On Ice Lake, Intel said they have revisited the issue and have made improvements to minimize the impact of frequency on AVX-512 workloads. AVX-512 instructions have been remapped in a better way to reflect the instructions and instruction stream’s overall power consumption. Intel says that when compared to prior generations (i.e., Skylake and Cascade Lake), customers can expect light AVX-512 operations as well as heavy 256b AVX operations to operate at frequencies very close to the normal (SSE-level) frequencies. In other words, there should be little to no downclocking for anything but heavy AVX-512 operations. Consequently, heavy AVX-512 operations should exhibit significantly less downclocking than prior generations.
New Control Fabric
One of the other major areas of improvement on Ice Lake is the control fabric which has undergone significant overhauling. Intel says it has implemented a new microarchitecture to handle communication in a consistent way across all the connected IP subsystems on the chip for both telemetry and control. To that end, two new fabrics have been introduced – Power Management Sideband Fabric and a General Purpose Sideband Fabric.

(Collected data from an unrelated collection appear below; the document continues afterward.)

PR #2741, opened 2020-04-13
open_access should only be 'yes'

conorom:
HELIO-3287


conorom:
Reopening to get AccessLint to rereun. It's wasted a bunch of my time trying to figure out what to do with a hidden field that has no label. Looks like this is acknowledged as a bug here:
https://github.com/AccessLint/accesslint.js/issues/32

PR #12, opened 2024-03-06
docker/explorer: add explorer container image

Fadude:


docker/explorer/Dockerfile
```diff
@@ -0,0 +1,27 @@
+FROM node:20-slim AS build
+ENV PNPM_HOME="/pnpm"
+ENV PATH="$PNPM_HOME:$PATH"
+RUN corepack enable
+RUN mkdir /app
```
zeevmoney, line 5:
```suggestion
```

docker/explorer/Dockerfile
```diff
@@ -0,0 +1,27 @@
...
+COPY ./Cargo.lock /app/Cargo.lock
+
+COPY ./package.json /app/package.json
+COPY ./pnpm-lock.yaml /app/pnpm-lock.yaml
+COPY ./pnpm-workspace.yaml /app/pnpm-workspace.yaml
+COPY ./turbo.json /app/turbo.json
+
+COPY ./sdk /app/sdk
+COPY ./apps /app/apps
+COPY ./dapps /app/dapps
```
zeevmoney, line 19:
```suggestion
COPY /sdk /app/sdk
COPY /apps /app/apps
COPY /dapps /app/dapps
COPY Cargo.toml Cargo.lock /app/
COPY package.json /app/package.json
COPY pnpm-lock.yaml /app/pnpm-lock.yaml
COPY pnpm-workspace.yaml /app/pnpm-workspace.yaml
COPY .eslintrc.js .npmrc turbo.json /app/
```

docker/explorer/Dockerfile
```diff
@@ -0,0 +1,27 @@
...
+
+WORKDIR /app
+
+RUN pnpm install
+RUN pnpm explorer build
```
zeevmoney, line 24:
```suggestion
# --mount=[...] will ensure a persistent cache volume is mounted at /pnpm_store.
# This is like running docker run -v /tmp/cache:/pnpm_store ... except that mount is
# only available at build time. Our resulting Docker image won't have this mount available after build.
RUN --mount=type=cache,id=pnmcache,target=/pnpm_store \
  # pnpm config set store-dir /pnpm_store instructs pnpm to use /pnpm_store directory (mounted as cache volume)
  # to save downloaded packages and re-use existing one if possible.
  pnpm config set store-dir /pnpm_store && \
  # `pnpm config set package-import-method copy` instructs pnpm to copy packages directly in `node_modules/`
  # instead of symlinking to store. Otherwise pnpm would create symlinks from `node_modules` to
  # `/pnpm_store` which wouldn't exist after build time.
  # By copying we ensure that packages are effectively saved in resulting Docker image.
  pnpm config set package-import-method copy && \
  pnpm install --prefer-offline --ignore-scripts --frozen-lockfile
RUN pnpm explorer build
```

docker/explorer/Dockerfile
```diff
@@ -0,0 +1,27 @@
...
+
+FROM nginx:alpine
+COPY --from=build /app/apps/explorer/build /usr/share/nginx/html
```
zeevmoney, line 27:
```suggestion
FROM nginx:alpine as release
COPY --from=build /app/apps/explorer/build /usr/share/nginx/html
```

zeevmoney (changes requested):
see comments, I added build optimization with docker buildkit.
Also in the file:

`dockerignore`, add the following:

node_modules
*/node_modules

zeevmoney (approved):

PR #26, opened 2024-05-08
mpc and sui light client

zeevmoney:


ycscaly (approved):
As a temporary measure, this should be pushed to main, although this is not production grade code yet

The Power Management Sideband Fabric is a new fabric completely dedicated to power management. Shown in green on the slide below, the Power Unit (PUnit) now communicates with all the individual IPs through Power Management Agents (PMAs) which implements hardware FSMs for control and telemetry. The use of the PMA is designed such that the specific behavior of the IP can be abstracted from the rest of the system and is exposed through the PMA standard interface. Intel says the new fabric simplifies the SoC complexity, allows for better scalability, and improving responsiveness and SoC management.
Ice Lake utilizes the Whitley platform. Up to eight DDR4-3200 (DPC) memory channels are supported on this platform along with 64 PCIe Gen4 lanes. Previously, Intel supported a maximum of six memory channels on both Skylake and Cascade Lake which proved to be quite a disadvantage when it comes to bandwidth-intensive workloads. Here, both Arm and AMD had the upper hand with their eight memory channels support. With six DDR4-2666 channels, Skylake can theoretically peak at 128 GB/s. Ice Lake bumps this to 204.8 GB/s, a 1.6x improvement.
Intel kept the number of UPI links the same as Skylake, however, they have increased the data rate. In Skylake, those links operated at a rate of 10.4 GT/s or 9.6 GT/s depending on SKU. In Ice Lake, Intel increased the peak data rate to 11.2 GT/s. In practice, this yields a modest improvement from 62.4 GB/s to 67.2 GB/s of peak bandwidth between two sockets in a 2-node platform. This is still significantly below the multi-socket bandwidth of their competition.